PR #2194, opened 2021-09-17
Upgrade to JavaFX 17.0.0.1

msgilligan:
JavaFX 17 is an LTS release and works with JDK 11 or later.

### DIFF
--- a/wallettemplate/build.gradle
+++ b/wallettemplate/build.gradle
@@ -13,7 +13,7 @@ dependencies {
 }
 
 javafx {
-    version = '15'
+    version = '17.0.0.1'
     modules = [ 'javafx.controls', 'javafx.fxml' ]
 }
 


schildbach:
This seems to introduce new requirements to the version of Gradle used. I get

```
WARNING: You use Gradle 4.10.2. The minimum version supported (with some limitations) by this plugin is 5.1.  It is strongly recommended to use at least Gradle 5.6.
```

msgilligan:
I don't think the Plug-in upgrade is strictly necessary. I'll resubmit without the plug-in upgrade.

msgilligan:
Alternatively, we could bump `minFxGradleVersion` since this module is an optional add-on anyway.

schildbach:
I think for now I'd prefer to only update JavaFX.

msgilligan:
> I think for now I'd prefer to only update JavaFX.

OK, I force-pushed an update with just the JavaFX version upgrade.

schildbach:
Merged.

** WHAT YOU HAVE TO DO **
All of the records go in your answer, copied exactly.

** RESULT BELOW **
PR #2194, opened 2021-09-17
Upgrade to JavaFX 17.0.0.1

msgilligan:
JavaFX 17 is an LTS release and works with JDK 11 or later.

### DIFF
--- a/wallettemplate/build.gradle
+++ b/wallettemplate/build.gradle
@@ -13,7 +13,7 @@ dependencies {
 }
 
 javafx {
-    version = '15'
+    version = '17.0.0.1'
     modules = [ 'javafx.controls', 'javafx.fxml' ]
 }
 


schildbach:
This seems to introduce new requirements to the version of Gradle used. I get

```
WARNING: You use Gradle 4.10.2. The minimum version supported (with some limitations) by this plugin is 5.1.  It is strongly recommended to use at least Gradle 5.6.
```

msgilligan:
I don't think the Plug-in upgrade is strictly necessary. I'll resubmit without the plug-in upgrade.

msgilligan:
Alternatively, we could bump `minFxGradleVersion` since this module is an optional add-on anyway.

schildbach:
I think for now I'd prefer to only update JavaFX.

msgilligan:
> I think for now I'd prefer to only update JavaFX.

OK, I force-pushed an update with just the JavaFX version upgrade.

schildbach:
Merged.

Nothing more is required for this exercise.